Copy exactly, please, each line of the data below until the line that contains "- Update the" has been copied, beginning at the top.

***** Records for the exercise *****

PR #255, opened 2026-06-25
fix(core): require delegated service scope intersection

NateIsern:
### Motivation
- Prevent delegated service requests from gaining scopes that were not explicitly granted by both the app and the per-user delegation, closing an authorization bypass where union semantics allowed escalation.

### Description
- Change `requireScope()` to require the requested scope to be present in both `req.serviceApp.scopes` and `req.serviceActingAs.scopes` when `req.serviceActingAs` is present, otherwise require the app scope for app-only requests (`packages/core/src/mixins/OxyServices.utility.ts`).
- Update the `requireScope()` documentation comment to describe the intersection semantics for delegated requests (`packages/core/src/mixins/OxyServices.utility.ts`).
- Add regression tests that assert delegated requests succeed only when both the app and the delegation carry the required scope and fail when only one side has it (`packages/core/src/mixins/__tests__/serviceAuth.test.ts`).

### Testing
- Ran `git diff --check` which reported no problems.
- Added unit tests for the `requireScope()` behavior but running `bun run test` locally was blocked because `jest` is not available in this environment and `bun install` failed due to the registry returning `403`, so tests could not be executed here.
- The new tests are included in `packages/core/src/mixins/__tests__/serviceAuth.test.ts` and should be run in CI or a developer environment with dependencies installed using `bun install` followed by the package test runner (`bun run test` / `jest` as appropriate).

------
[Codex Task](https://chatgpt.com/codex/cloud/tasks/task_e_6a3be13e2ad483239ef00edb327e805d)

### DIFF
--- a/packages/core/src/mixins/OxyServices.utility.ts
+++ b/packages/core/src/mixins/OxyServices.utility.ts
@@ -953,9 +953,9 @@ export function OxyServicesUtilityMixin<T extends typeof OxyServicesBase>(Base: 
      * Express.js middleware that enforces a specific service-token scope.
      *
      * Mount AFTER `auth()` / `serviceAuth()` — relies on `req.serviceApp` and
-     * (when delegation is in effect) `req.serviceActingAs.scopes`. The scope
-     * is granted if EITHER list contains it, mirroring the OAuth2 model where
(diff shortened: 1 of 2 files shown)


NateIsern:

PR #936, opened 2026-08-10
fix(docker): freeze API image dependencies

NateIsern:
### Motivation
- Prevent the API Docker build from resolving mutable dependency versions at build time by restoring locked, frozen installs and pinning the Bun toolchain.
- Avoid materializing unrelated root/frontend dependencies into the production image while still validating the committed lockfile against the full workspace manifests.
- Reduce supply-chain risk where a future semver-compatible or malicious release could be pulled into a production image during Docker build.

### Description
- Add a `workspace-manifests` stage that copies the committed `package.json` and `bun.lock` alongside all workspace `package.json` files so Bun can validate the lockfile without copying unrelated source.
- Pin the Bun installer to `bun@1.3.14` in both builder and production stages to avoid package-manager drift.
- Use `bun install --frozen-lockfile` in the builder and `bun install --production --frozen-lockfile` in the runtime image, both scoped with `--filter` to materialize only the API dependency closure (`@oxyhq/contracts`, `@oxyhq/protocol`, `@oxyhq/federation`, `@oxyhq/core`, `@oxyhq/api`).
- Keep the existing build order and artifact copy steps (build contracts -> protocol -> core -> federation -> api; copy dist outputs and admin scripts), while ensuring the runtime image installs only frozen production deps.

### Testing
- Ran static assertions that check Bun is pinned twice, frozen installs are present twice, and workspace filters for the API closure appear; all assertions passed.
- Verified the manifest-only preparation prunes non-`package.json` files from `packages/` and that the manifest set contains more than the expected workspace manifests; the check passed.
- Performed repository diff checks for common issues (whitespace/fixme) which passed, and validated the Dockerfile changes via local textual inspections; Docker image builds were not executed because Docker is unavailable in the environment.
- Attempted to exercise the PR helper tooling but the local MCP helper runtime failed to start due to an unrelated environment Python module error, so PR metadata creation could not be completed through that helper (tooling failure, not a Dockerfile regression).

------
[Codex Task](https://chatgpt.com/codex/cloud/tasks/task_e_6a719dd3b48c8323bbf1b58034b5db72)

### DIFF
--- a/Dockerfile
+++ b/Dockerfile
@@ -9,31 +9,32 @@
 ## Run:    docker run --env-file .env -p 8080:8080 oxy-api
 ##
 
-FROM node:20-alpine AS builder
-
-RUN npm install -g bun
+FROM alpine:3.22 AS workspace-manifests
 
 WORKDIR /app
 
-# Copy workspace root and override workspaces to only include api + core +
-# protocol + contracts + federation. `@oxyhq/api` depends on `@oxyhq/contracts` +
-# `@oxyhq/protocol` + `@oxyhq/federation` (workspace:*); core is retained for the
-# admin scripts that import packages/core/src/* at runtime (and core depends on
-# protocol).
-# Remove bun.lock since the workspace change invalidates it — bun will
-# resolve fresh dependencies (still deterministic from package.json versions).
-COPY package.json ./
-RUN node -e "const p=require('./package.json'); const catalog=p.workspaces?.catalog; const packages=['packages/contracts','packages/protocol','packages/federation','packages/core','packages/api']; p.workspaces=catalog?{packages,catalog}:packages; delete p.patchedDependencies; require('fs').writeFileSync('package.json', JSON.stringify(p, null, 2));"
+# Keep the committed monorepo lockfile and every workspace manifest together so
+# Bun can validate the lockfile, while excluding unrelated workspace source.
+COPY package.json bun.lock ./
+COPY packages/ packages/
+RUN find packages -type f ! -name package.json -delete
 
-# Copy package.json files for dependency resolution
-COPY packages/api/package.json packages/api/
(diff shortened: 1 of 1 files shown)


NateIsern:
Triaged against `main` @ `68d9d11c`. **Premise live, but the patch predates a substantial rewrite of this Dockerfile and needs reworking rather than rebasing.**

Still true: the image builds unlocked. `main` still carries

```dockerfile
# Remove bun.lock since the workspace change invalidates it — bun will
# resolve fresh dependencies (still deterministic from package.json versions).
...
# Install dependencies (no lockfile — workspace subset doesn't match the full monorepo lock)
RUN bun install
```

and "deterministic from package.json versions" is not what a caret range gives you — every rebuild re-resolves, so the image can drift from the reviewed tree without a single commit.

`main` has since added a compensating assertion right under it ("The install above is UNLOCKED, so this asserts the one property the lockfile would otherwise have guaranteed" — the single-copy express-types check). That narrows the blast radius to one known collision; it does not restore the pin.

Why this does not just rebase:

- `main`'s workspace list now includes `packages/mcp` and `packages/db`, with an explicit warning that a missing `workspace:*` entry is "not a degraded build, it is no build at all".
- `main` now also does `p.dependencies={}` to keep the Expo test app's root dependencies out of the server image. This PR keeps the real root `package.json`, so that exclusion has to be re-established (probably implied by `--filter`, but it needs to be shown, not assumed).
- The final stage on `main` has diverged from the version this diff edits.

The approach here is the right one — a `workspace-manifests` stage that carries every manifest so `--frozen-lockfile` can validate, with `--filter` to materialize only the API closure, and a pinned `bun@1.3.14`. It just needs to be written against today's file, with the Docker build job proving the image still comes out.

I am not rewriting a production image build unreviewed. Leaving open with the analysis.

PR #1047, opened 2021-05-05
test: update Mode dashboard extractor tests

youngyjd:
### Summary of Changes

Update some Mode dashboard extractor tests which will be more like an end-to-end test and increase test coverage a little bit

### Tests

As summary says

### CheckList


feng-tao (approved):
@youngyjd @allisonsuarez do you want to bump a new version for databuilder?

youngyjd:
@feng-tao will bump version later. Will have a few more PRs. We switched to discovery to get spaces https://github.com/amundsen-io/amundsen/commit/04f1e27a3f337fb16af24ded4b8074ee5fe24543. However, discovery api are authenticated with bearer token, while some following calls to main api, which is authenticated by a user token and password, to get reports under a space is broken because the user does not have access to that space. Space discovery api returns all spaces including restricted ones, while the user calling Mode main api does not have access to some of them.

PR #1056, opened 2021-05-06
fix: fix bug in rest_api_query

youngyjd:
### Summary of Changes

Potential bugs in rest api query:
The yield `record_dict` for example `{'product': 'mode'}` may be transformed in an extractor to a dict like `{'product': 'mode', 'new_field': 'new_field'}`. When the next yield record is extracted, it still should be `{'product': 'mode'}` instead of `{'product': 'mode', 'new_field': 'new_field'}` since two records should be unrelevant.

See this extractor as an example that changes record_dict https://github.com/amundsen-io/amundsen/blob/1cece5b4461c8623414ccfb635e495e794a55988/databuilder/databuilder/extractor/dashboard/mode_analytics/mode_dashboard_queries_extractor.py#L74

This is not causing a problem on our end right now. It is a proactive change to avoid possible problems. 

### CheckList

### DIFF
--- a/databuilder/databuilder/rest_api/rest_api_query.py
+++ b/databuilder/databuilder/rest_api/rest_api_query.py
@@ -177,10 +177,10 @@ class RestApiQuery(BaseRestApiQuery):
                     if not sub_record or len(sub_record) != len(self._field_names):
                         # skip the record
                         continue
-                    record_dict = copy.deepcopy(record_dict)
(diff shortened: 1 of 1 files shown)


youngyjd:
@allisonsuarez @feng-tao @dorianj

feng-tao (approved):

*****

◆ Response to this exercise ◆
PR #255, opened 2026-06-25
fix(core): require delegated service scope intersection

NateIsern:
### Motivation
- Prevent delegated service requests from gaining scopes that were not explicitly granted by both the app and the per-user delegation, closing an authorization bypass where union semantics allowed escalation.

### Description
- Change `requireScope()` to require the requested scope to be present in both `req.serviceApp.scopes` and `req.serviceActingAs.scopes` when `req.serviceActingAs` is present, otherwise require the app scope for app-only requests (`packages/core/src/mixins/OxyServices.utility.ts`).
- Update the `requireScope()` documentation comment to describe the intersection semantics for delegated requests (`packages/core/src/mixins/OxyServices.utility.ts`).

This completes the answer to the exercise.